Aim of the task: Copy the entries exactly, through the "members reviewing this PR)" line.

Data for processing:
PR #2413, opened 2021-07-15
Rotate microbes by using physics force

### LINKED ISSUE #2112: Make microbe rotation use physics force
instead of directly just changing the rotation of the physics body.

NOTE: to anyone going to take a look at this, all the axes are currently locked, so you'll want to unlock them before starting on this, otherwise you'll wonder why the angular force doesn't do anything (https://github.com/Revolutionary-Games/Thrive/pull/2266)

I tried to do this years ago but I ended up just having the cells oscillate around their wanted direction instead of the rotation stabilizing, so this is a bit difficult to do.

With this we can make piluses hitting work better. And also we can finally make rotation speed be affected by cell mass, so implementing cilia will make more sense (#174).

Kjell291:

microbes now rotate by using physics force

**Related Issues**

closes #2112 

**Progress Checklist**

      break existing features:
      members reviewing this PR)

I could not test if loading old saves works, everything else seems to work fine


src/microbe_stage/Microbe.cs
```diff
@@ -2108,6 +2110,82 @@ private Transform GetNewPhysicsRotation(Transform transform)
...
+    ///   Adds torque to reach the targeted rotation
+    /// </summary>
+    private void ApplyPhysicsRotation(PhysicsDirectBodyState physicsState)
+    {
+        var transform = physicsState.Transform;
+        var target = transform.LookingAt(LookAtPoint, new Vector3(0, 1, 0));
+        if (transform == target)
+            return;
+
+        var strength = Constants.CELL_BASE_THRUST + Constants.CELL_BASE_THRUST * (HexCount/2);
```
Maxonovien, line 2123: Wouldn't this be cleaner as `Constants.CELL_BASE_THRUST * (1 + HexCount / 2)`?

src/microbe_stage/Microbe.cs
```diff
@@ -2108,6 +2110,82 @@ private Transform GetNewPhysicsRotation(Transform transform)
...
+        var maxVelocity = 5.0f;
+
+        var distance = target.basis.GetEuler().y - transform.basis.GetEuler().y;
+        distance = (float)(distance * (180/Math.PI));
```
Maxonovien, line 2127: You have `MathUtils.DEGREES_TO_RADIANS = Mathf.Pi / 180`, which you could use here instead

src/microbe_stage/Microbe.cs
```diff
@@ -2108,6 +2110,82 @@ private Transform GetNewPhysicsRotation(Transform transform)
...
+        if (distance > 180) {
+            distance = -360 - distance;
+        } else if (distance < -180) {
+            distance = 360 + distance;
+        }
```
Maxonovien, line 2132: I assumed by default that `distance` was a measure in meters. You might want to go for a more specific name if this deals with angles.

Also, why changing to degrees?

src/microbe_stage/Microbe.cs
```diff
@@ -2108,6 +2110,82 @@ private Transform GetNewPhysicsRotation(Transform transform)
...
+    /// </summary>
+    private void ApplyPhysicsRotation(PhysicsDirectBodyState physicsState)
+    {
+        var transform = physicsState.Transform;
+        var target = transform.LookingAt(LookAtPoint, new Vector3(0, 1, 0));
+        if (transform == target)
+            return;
+
+        var strength = Constants.CELL_BASE_THRUST + Constants.CELL_BASE_THRUST * (HexCount/2);
+        var maxVelocity = 5.0f;
```
Maxonovien, line 2124: This is not used before l.2137, and you have `velocity` defined l.2135, so you might want to just move this definition a few lines down to be along side velocity.

src/microbe_stage/Microbe.cs
```diff
@@ -2108,6 +2110,82 @@ private Transform GetNewPhysicsRotation(Transform transform)
...
+        var velocity = physicsState.AngularVelocity.y;
+
+        if (velocity < -maxVelocity) {
+            force = 1;
+        } else if (velocity > maxVelocity) {
+            force = -1;
+        } else {
+            float velocityTo90 = 0.0f;
+            if (velocity != 0)
+                velocityTo90 = ((velocity)/maxVelocity) * 90;
```
Maxonovien, line 2144: Why not simply use `float velocityTo90 = velocity / maxVelocity * 90.0f;` (or pi/4 if you go in rad)?

src/microbe_stage/Microbe.cs
```diff
@@ -2108,6 +2110,82 @@ private Transform GetNewPhysicsRotation(Transform transform)
...
+            
+            if (velocityTo90 < 0.1f && velocityTo90 > 0.0f || velocityTo90 > -0.1f && velocityTo90 < 0.0f ){
```
Maxonovien, line 2146: Couldn't this be simplified as checking if velocityTo90 is [-0.1f, 0.1f]?

src/microbe_stage/Microbe.cs
```diff
@@ -2108,6 +2110,82 @@ private Transform GetNewPhysicsRotation(Transform transform)
...
+                if (distance > 2.0f) {
+                    force = 1;
+                }
+                else if (distance < -2.0f) {
+                    force = -1;
```
Maxonovien, line 2151: What does 2.0f stand for here?

src/microbe_stage/Microbe.cs
```diff
@@ -2108,6 +2110,82 @@ private Transform GetNewPhysicsRotation(Transform transform)
...
+                }
+            } else if (distance >= 90 && velocity < maxVelocity * 0.8f) {
+                force = 1;
+            }
+            else if (distance <= -90 && velocity > -maxVelocity * 0.8f) {
+                force = -1;
```
Maxonovien, line 2157: Same here, why 80% of max velocity?

Kjell291:
I will fix everything in a few hours or tomorrow.

src/microbe_stage/Microbe.cs
```diff
@@ -2108,6 +2110,82 @@ private Transform GetNewPhysicsRotation(Transform transform)
...
+                }              
+            } else if (velocityTo90 < 0) {
+                if (0 > distance && distance > -90 && velocityTo90/distance > 0.7f) {
+                    force = (velocityTo90/distance) * 1.5f;
+                }
+                else if (-2.0f > distance && distance > -90 && velocityTo90/distance < 0.7f) {
+                    force = -(distance/velocityTo90);
+                }
+                else if (2.0f < distance && distance < 90) {
+                    force = -90/velocityTo90;
```
Maxonovien, line 2175: I really don't get what motivate this whole bunch of computations. Are these known formulae? Is this a discretization of computations? By the way, why not using more continuous computations?

A few comments would be very welcome to explain things at this point.

Maxonovien (commented):
Sorry, I should have done a full review from the start. 

Overall, the main issue is that I don't understand where your computations come from, so comments explaining your trail of thought would be very useful.

The rest are minor things to help overall readability and consistency of the code with the rest of the project.

src/microbe_stage/Microbe.cs
Kjell291: What other name for distance would you suggest? I cant think of a good one.
I changed it to degrees, because it was easier for me to work with. But I can change it back if you want.

src/microbe_stage/Microbe.cs
Kjell291: I just thought about what cases would be possibly and what would be the best way to handle them. After that I experimented with the numbers to make the gameplay as smooth as possible.

Kjell291:
I added some comments to explain what I did. Just let me know if I should change anything else.

src/microbe_stage/Microbe.cs
Maxonovien: Well, I think I'd go for `angleToTarget`? But this is just my mind as a reviewer, you should make sure to pick a name you find clear as the very person who coded this PR. Take your time to come up with a name your really like.

Maxonovien: As for degrees, the style doc does not mention this, so I guess I can't really tell for sure you should do this. I just know that, as far as I recall, the rest of the code uses radians, which are furthermore scientific system units. So I think you should use radians indeed.

Kasterisk:
Playtested for a bit, in bigger microbes there seems to be some kind of inertia happening where the cell rotation wobbles by some amount before stabilizing to the target direction, perhaps this could be tweaked in such a way so it snaps instead?

src/microbe_stage/Microbe.cs
Maxonovien: Thrive is generally trying to be as scientifically accurate with computations as possible, so it would be better to have a proper model of what happens. I think you should have a few lines describing the general behavior of your rotation process model, which is not completely obvious from what I read.

Maxonovien: Also, for number you played with and whose values you tweaked, these should be defined in `Constants.cs`.

src/microbe_stage/Microbe.cs
```diff
@@ -2108,6 +2110,137 @@ private Transform GetNewPhysicsRotation(Transform transform)
...
+                // Brake if rotating to fast
+                if (distance > 0.0f && distance < 90.0f && velocityTo90 / distance > 0.7f)
+                {
+                    force = -(velocityTo90 / distance) * 1.5f;
+                }
+
+                // Accelerate if rotating to slow
+                else if (distance > 1.5f && distance < 90.0f && velocityTo90 / distance < 0.7f)
+                {
+                    force = distance / velocityTo90;
```
Maxonovien, line 2200: I'm sorry, but I am very disturbed by the fact that a force is a speed over a distance, or a distance over a speed here. Perhaps in the first case 1.5f actually has units, but then it should appear somehow (e.g. by the constant's name, as it should also be defined as one).

src/microbe_stage/Microbe.cs
```diff
@@ -1352,7 +1352,9 @@ public override void _IntegrateForces(PhysicsDirectBodyState physicsState)
     {
         // TODO: should movement also be applied here?
 
-        physicsState.Transform = GetNewPhysicsRotation(physicsState.Transform);
+        // physicsState.Transform = GetNewPhysicsRotation(physicsState.Transform);
```
Maxonovien, line 1355: If this isn't code to be definitely remove, it would be suited to tell why it is just commented.

src/microbe_stage/Microbe.cs
```diff
@@ -2108,6 +2110,137 @@ private Transform GetNewPhysicsRotation(Transform transform)
...
+        else if (velocity > maxVelocity)
+        {
+            force = -1.0f;
+        }
+        else
+        {
+            // Velocity in a range from -90(-maxVelocity) to 90(maxVelocity)
+            var velocityTo90 = 0.0f;
+            if (velocity != 0.0f)
+                velocityTo90 = velocity / maxVelocity * 90.0f;
```
Maxonovien, line 2161: I still don't see any reason for this not to be in a single line formula?

src/microbe_stage/Microbe.cs
```diff
@@ -2108,6 +2110,137 @@ private Transform GetNewPhysicsRotation(Transform transform)
...
+
+        // Brake if velocity exceeds maxVelocity
+        if (velocity < -maxVelocity)
+        {
+            force = 1.0f;
+        }
+        else if (velocity > maxVelocity)
+        {
+            force = -1.0f;
+        }
```
Maxonovien, line 2155: Here you should be able to make it much smaller using Mathf.Sign() to get the sign of your numbers, as well as Mathf.Abs()

src/microbe_stage/Microbe.cs
```diff
@@ -2108,6 +2110,137 @@ private Transform GetNewPhysicsRotation(Transform transform)
...
+        var distance = target.basis.GetEuler().y - transform.basis.GetEuler().y;
+        distance = (float)(distance * (180.0f / Math.PI));
+        if (distance > 180.0f)
+        {
+            distance = -360.0f + distance;
+        }
+        else if (distance < -180.0f)
+        {
+            distance = 360.0f + distance;
+        }
```
Maxonovien, line 2137: Working in absolute values might be clearer (see below).

Maxonovien (commented):
Even though the algorithm is made *ad hoc* I think it can be effectively adapted. But there still are many clarity issues. I think the code is made overcomplicated due to having to deal with signs: most conditions could be collapsed with proper sign handling. An even more efficient could perhaps be to use absolute values all along and only apply sign at the end?

Given that it has many if/else if/... structures, I think this would also largely benefit from force computations being done inside a function and using early returns.

I also repeat here for visibility that *ad hoc* formulae should be marked somehow and *ad hoc* values should be defined as constants, ideally in the dedicated `Constants.cs` file, and that radians should be prefered to angles.

src/microbe_stage/Microbe.cs
hhyyrylainen: Degrees vs radians doesn't really matter as it is just one float multiplication away. Though if you go radians -> degrees -> radians, I think that's bad and you shouldn't add that intermediate conversion instead.
In general I want angles in the game to user quaternions, because euler angles (even if they are radians), have gimbal lock problems. So any serious work should use quaternions. I know that due to microbes being locked to an axis gimbal lock probably can't happen here, but I'd still like to see the `basis` being used in computations *without* stripping away information by converting it to euler angles.

Maxonovien:
Additional remarks on the computation: all this would be much more simpler by using some formula, linking angular momentum to the distance left to rotate.

Maxonovien:
So, at the moment this is still an imbroglio of if/if else, which would be much more readable as a function with early return, but I guess this is still in progress.

I write this comment because I found, while taking a look at the development forum, [this thread](https://forum.revolutionarygamesstudio.com/t/cellular-movement/460/14) which is of interest to this PR, as it comes with several ways to simulate microbe rotation.

Kjell291:
I managed to improve the calculation of maxVelocity and many of the if/else statements are now unnecessary.
The code is now much shorter and cleaner. I kept degrees for now, but can change it. 
I dont think working with quaternions has any advantage in this case, becuase both the x and z axis are locked.

hhyyrylainen:
I suggested quaternions as then this algorithm could be generalized to any kind of physics rotation to a target orientation in the game.

src/microbe_stage/Microbe.cs
```diff
@@ -2108,6 +2108,75 @@ private Transform GetNewPhysicsRotation(Transform transform)
...
+            angleToTarget = 360.0f + angleToTarget;
+        }
+
+        // Maximum desired angular velocity
+        // If the value is to high the microbe will not brake in time
+        // If it is to low the microbe is rotating slower than it could
+        var maxVelocity = 1.0f + (strength * 0.3f) / (HexCount * 40.0f);
+
+        // Angular velocity of the microbe in a range from -90(-maxVelocity) to 90(maxVelocity)
+        var velocityTo90 = physicsState.AngularVelocity.y / maxVelocity * 90.0f;
```
Maxonovien, line 2143: I have trouble understanding what is going on here. What are, in the end, the units of the velocity to 90? 
The name makes me think of degrees/s, but then the formula seems more of a proportion (unitless) times degrees...

src/microbe_stage/Microbe.cs
```diff
@@ -2108,6 +2108,75 @@ private Transform GetNewPhysicsRotation(Transform transform)
...
+
+    private float RotationalForce(float velocityTo90, float angleToTarget)
+    {
+        // Do nothing if velocity is nearly zero and rotation is nearly correct
+        if (Math.Abs(velocityTo90) < 0.1f && Math.Abs(angleToTarget) < 1.0f)
+        {
+            return 0.0f;
+        }
+
+        // Accelerate if rotating to slow
```
Maxonovien, line 2170:
```suggestion
        // Accelerate if rotating too slow
```

src/microbe_stage/Microbe.cs
```diff
@@ -2108,6 +2108,75 @@ private Transform GetNewPhysicsRotation(Transform transform)
...
+        if (velocityTo90 / angleToTarget < 1.0f)
+        {
+            return Mathf.Sign(angleToTarget) * 1.0f;
+        }
+
+        // Brake if rotating to fast
```
Maxonovien, line 2176:
```suggestion
        // Brake if rotating too fast
```

src/microbe_stage/Microbe.cs
```diff
@@ -2108,6 +2108,75 @@ private Transform GetNewPhysicsRotation(Transform transform)
...
+        var torque = new Vector3(0, strength * RotationalForce(velocityTo90, angleToTarget) * physicsState.Step, 0);
+        physicsState.AddTorque(torque);
+    }
+
+    private float BaseRotationalStrength()
+    {
+        // More strength is required to rotate larger microbes
+        // Value should be lowered if cilia is implemented
+        // Uses CELL_BASE_THRUST for now, the same as for movement
+        var strength = Constants.CELL_BASE_THRUST * (1.0f + HexCount);
```
Maxonovien, line 2155:
```suggestion
        var strength = Constants.CELL_BASE_THRUST * (1 + HexCount);
```

Hex count is an integer, it makes little sense to add it to a float.

src/microbe_stage/Microbe.cs
```diff
@@ -2108,6 +2108,75 @@ private Transform GetNewPhysicsRotation(Transform transform)
...
+        // Do nothing if velocity is nearly zero and rotation is nearly correct
+        if (Math.Abs(velocityTo90) < 0.1f && Math.Abs(angleToTarget) < 1.0f)
+        {
+            return 0.0f;
+        }
+
+        // Accelerate if rotating to slow
+        if (velocityTo90 / angleToTarget < 1.0f)
+        {
+            return Mathf.Sign(angleToTarget) * 1.0f;
```
Maxonovien, line 2173: Is there a reason for the force to be 1, 0 or -1? This seems more of a directional thing here (ternary choice between increase, decrease and do nothing). If yes, you might want to rename the function.
Else, it would be better to have this base force of 1.0f as a constant in the dedicated file.

Maxonovien (changes requested):
It is easier to understand hows things are running globally, but there are still some unclear formulae.  Small style remark: brackets are not mandatory in one line bodies in if statements, and not having them alleviates reading.

Kjell291:
Just to let you know, I dont have much time at the moment. I will try to work on this next week, but maybe it takes two weeks or more.

Nunez2196:
> Just to let you know, I dont have much time at the moment. I will try to work on this next week, but maybe it takes two weeks or more.

I'll be fooling with this branch now, hang tight. I commend you for your contribution thus far

c-mirai:
Apologies if I'm intruding here. I wanted to mention using a [PD controller](https://www.matthewpeterkelly.com/tutorials/pdControl/index.html) or a PID controller to calculate torque. The current algorithm is a sort of clamped P controller that may result in oscillation, slow turning, and/or imprecise turns.

FuJa0815:
What's the state of this?

GodOfKnowledge:
Nice to also see this being worked on, It felt a bit op to spin around, making a few species go extinct.

Kjell291:
I completely forgot about this, I am closing this for now. But I might reopen a new Pull request in the future.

Task output:
PR #2413, opened 2021-07-15
Rotate microbes by using physics force

### LINKED ISSUE #2112: Make microbe rotation use physics force
instead of directly just changing the rotation of the physics body.

NOTE: to anyone going to take a look at this, all the axes are currently locked, so you'll want to unlock them before starting on this, otherwise you'll wonder why the angular force doesn't do anything (https://github.com/Revolutionary-Games/Thrive/pull/2266)

I tried to do this years ago but I ended up just having the cells oscillate around their wanted direction instead of the rotation stabilizing, so this is a bit difficult to do.

With this we can make piluses hitting work better. And also we can finally make rotation speed be affected by cell mass, so implementing cilia will make more sense (#174).

Kjell291:

microbes now rotate by using physics force

**Related Issues**

closes #2112 

**Progress Checklist**

      break existing features:
      members reviewing this PR)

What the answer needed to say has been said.